不同类型电源激励下HMDSO添加比例对Ar介质阻挡放电特性的影响

Wet flashover and pollution flashover on the surface of insulation material will bring hidden dangers to the safety of power systems. Hydrophobic modification with low-temperature plasma can reduce the wetting of water on the surface of the insulation material, inhibit the adsorption of dirt and dust, and improve its resistance to flashover such as wet flashover and pollution flashover. To achieve this goal, hydrophobic precursor can be added to the discharge gas, and hydrophobic groups can be introduced on the surface of the material to improve the hydrophobicity. In this paper, hexamethyldisiloxane (HMDSO) is added as hydrophobic precursor in Ar dielectric barrier discharge (DBD), and influences of HMDSO addition ratio on optical and electrical discharge characteristics are studied under high frequency, microsecond pulse and nanosecond pulse power source, respectively. Results show that DBD driven by different power sources all present filamentary discharge mode, and bright discharge filaments appear driven by nanosecond pulse source. The discharge uniformity is improved due to the addition of HMDSO. Driven by high frequency and microsecond pulse power source, the addition of HMDSO causes the discharge current and the emission spectrum intensity to decrease. The discharge current and emission spectrum intensity first increase and then decrease excited by nanosecond pulse power source. When the addition ratio is 1. 5%, the discharge current and emission spectrum are the largest. The equivalent circuit model is used to calculate the corresponding discharge energy efficiency.

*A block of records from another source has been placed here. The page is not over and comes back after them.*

Issue #3375, opened 2020-08-11
Support SGX TCB Info version 3


yentsanglee:
SGX TCB Info V3 has a new field 'id'. OE SDK attestation verification must handle this.

- [V2 spec](https://api.portal.trustedservices.intel.com/documentation#pcs-certificate)
- [V3 spec](https://sbx.api.portal.trustedservices.intel.com/documentation#pcs-certificate-v3)

Source file - _read_tcb_info at [tcbinfo.c](https://github.com/openenclave/openenclave/blob/master/common/sgx/tcbinfo.c)

yentsanglee:
TCB Info structure update (to v3) will be pushed to a future API revision.

radhikaj:
Will do when Intel releases the dependency

yentsanglee:
New field 'id' will be postponed to later Intel release.

PR #3386, opened 2020-08-13
Support V3 tcbinfo parsing.

qiucwang:
Fixes issue #3375 
SGX attestation V3 spec was released and [new property `id` was added to tcbinfo](https://sbx.api.portal.trustedservices.intel.com/documentation#pcs-tcb-info-v3).
This PR is to support V3 tcbinfo:
1. An enum type field `oe_tcb_info_id_t id` was added to `oe_parsed_tcb_info_t` struct, which to be consistent with the `id` field in `qe_identity_info`.
2. Logic check `(value > 2) != has_id)` was added, assuming the `tcbinfo` which has the property `id`, should have version higher than `2`, and that doesn't have the property `id` should have a version lower than `3`.
3. V3 tcbinfo test case files were added under `tests/report/data_v3`.
4. The negative tests were isolated from the positive test function so that those negative tests do not need to be repeated in the `tcbInfo_with_pceid.json` positive test after the `tcbInfo.json` positive test was tested.

### DIFF
--- a/common/sgx/tcbinfo.c
+++ b/common/sgx/tcbinfo.c
@@ -500,6 +500,32 @@ done:
 }
 
 /**
+ * Type: tcbLevel in TCB Info (V3)
+ * Schema: Identical to tcbLevel in V2 TCB Info
+ * {
+ *    "tcb" : object of type tcb (Note: QE Identity info has the same object,
+ * but with different set of values). "tcbDate" : oe_datetime_t when TCB level
+ * was certified not to be vulnerable. ISO 8601 standard(YYYY-MM-DDThh:mm:ssZ).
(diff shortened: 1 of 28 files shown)


common/sgx/tcbinfo.c
```diff
@@ -590,16 +659,59 @@ static oe_result_t _read_tcb_info(
         }
     }
 
-    if (parsed_info->version == 2)
+    if (parsed_info->version == 3)
```
yentsanglee, line 662: This block is 95% identical to the version 2 block. Can we consider merging the 2 blocks and leave the diffs in _read_tcb_info_tcb_level_v*()? My concern is that as more versions come in the future, we will have to maintain multiple copies of similar code.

The efficiency of high frequency DBD is the lowest, about 20%, and the efficiency of nanosecond pulse DBD is the highest, about 70%. The addition of HMDSO has no obvious effect on the efficiency. Comparing three types of power sources, the nanosecond pulse power source has the largest discharge intensity and energy efficiency, and has stronger ability to generate active particles with proper HMDSO ratio, which can provide more favorable conditions for hydrophobic modification.